Utah Const. art. I, § 4 (emphasis added).

Using a "plain language" analysis, the district court found that prayer before meetings was a "religious exercise" and that city "money" and "property" were being used to present those exercises. The court stated:

The inclusion of prayers in City Council meetings results in the expenditure of public funds, assets and resources of Salt Lake City Corporation. City facilities (meeting rooms, etc.), City equipment (microphones, podiums, stages, etc.), City resources (electricity, printing of programs, etc.), and City employees' time (in supervising, attending, etc.), are used and expended in programming, witnessing and/or reciting said prayers. Said funds, assets and resources of Salt Lake City Corporation are utilized to aid in the recitation of said prayers with the knowledge, approval, concurrence and ratification of the defendants.

On the basis of these undisputed facts, the district court declared that the policy violated article I, section 4, and it enjoined the City Council from continuing the practice. The City Council now appeals.

Page 920

We first state the standard of review. When no material facts are in dispute, a challenge to summary judgment presents only conclusions of law for review. See Utah R.Civ.P. 56(c); Schurtz v. BMW of N. Am., Inc., 814 P.2d 1108, 1111 (Utah 1991). We give the district court's legal conclusions no deference. Schurtz, 814 P.2d at 1112.

The City Council argues that we should uphold its practice unless the Separationists show that the practice is unconstitutional "beyond a reasonable doubt." 3 We agree with the Council that the burden of showing the unconstitutionality of the practice is on the Separationists. See State v. Rio Vista Oil, Ltd., 786 P.2d 1343, 1349 (Utah 1990). However, we do not agree that the showing must be made "beyond a reasonable doubt" as that phrase has been interpreted in the criminal law context, despite language to that effect in Salt Lake City v. Savage, 541 P.2d 1035, 1037 (Utah 1975), cert. denied, 425 U.S. 915, 96 S.Ct. 1514, 47 L.Ed.2d 766 (1976). We think that the City Council has read the Savage standard out of context and without reference to the cases upon which it was grounded 4 or our decisions since then. 5 We therefore restate the burden to be met by one who challenges an enactment on constitutional grounds: The act is presumed valid, and we resolve any reasonable doubts in favor of constitutionality. In re Criminal Investigation, 754 P.2d 633, 640 (Utah 1988); Snow v. Keddington, 113 Utah 325, 336, 195 P.2d 234, 240 (1948).

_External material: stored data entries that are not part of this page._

Issue #588, opened 2022-01-13
Doc for ndarray attribute


zhanyuanucb:
**Is your feature request related to a problem? Please describe.**
The recent merge of https://github.com/asyml/forte/pull/575 added support to ndarray attribute, which needs to be covered in the ontology generation tutorial.

**Describe the solution you'd like**

**Describe alternatives you've considered**

**Additional context**

PR #589, opened 2022-01-14
Ndarray doc

zhanyuanucb:
This PR fixes https://github.com/asyml/forte/issues/588. 

### Description of changes
Add doc for ndarray attribute in `docs/ontology_generation.md `

### Test Conducted


hunterhector (commented):
I think we need some examples to show how to define the nd array, what happens with them (like they will create numpy arrays).  This new type is complex and in a tutorial like this, only saying we "support" them won't be enough.

hunterhector (approved):

PR #592, opened 2022-01-14
Add ontologies for audio data

### LINKED ISSUE #591: Add ontologies for audio data
DataPack supports audio payload but we don't have any ontologies created for audio data. For text data, we have a rich set of ontologies like Document, Sentence, Word, etc. Maybe we should consider adding the audio counterparts into our ontology system.

We can follow the same structure as the Annotation class, which inherits from Entry and derives multiple span based ontologies like Sentence, Subword, ...
The proposed solution is to add a new entry called AudioAnnotation to the [top](https://github.com/asyml/forte/blob/master/forte/data/ontology/top.py). Then we can use it  to derive many useful ontologies (e.g., Recording and AudioUtterance) and add them to the [base ontology](https://github.com/asyml/forte/blob/master/forte/ontology_specs/base_ontology.json).

mylibrar:
This PR fixes #591 . 

### Description of changes
New top level entry: AudioAnnotation
- It's identical to the implementation of [Annotation](https://github.com/asyml/forte/blob/45b9551a5c959ca676f12adea781f2ac2117e9ba/forte/data/ontology/top.py#L52) except that it replaces `text` property with `audio`.
- DataPack is updated accordingly to support add/update/query/delete operations on audio annotations.

New ontologies in base_ontology: Recording, AudioAnnotation
- Update the base_ontology.json and regenerate base_ontology.py

### Test Conducted
A unit test `audio_annotation_test` is added to test all the new ontologies added.


forte/data/data_pack.py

With this standard in mind, we examine the City Council's claim that the district court's legal conclusion of unconstitutionality was in error. The parties do not agree on the proper approach to be taken in determining the meaning of article I, section 4. The Council argues that the district court erred when it looked only to the article's language, asserting that an examination of the history and textual context of the provision is appropriate and shows that the framers did not intend to prohibit prayer before public meetings.

The Separationists claim that any resort to history is inappropriate and contend that it is entirely proper to examine the constitutional language alone. They focus on the two sentences in article I, section 4 that provide:

There shall be no union of Church and State, nor shall any church dominate the State or interfere with its functions. No public money or property shall be appropriated for or applied to any religious worship, exercise or instruction, or for the support of any ecclesiastical establishment.

The Separationists make two claims based on this language: (i) that the City Council's policy constitutes a union of church and state; and (ii) that the city's use of public funds and property in effecting the Council's policy violates the prohibition against the use of such for the religious exercise of prayer.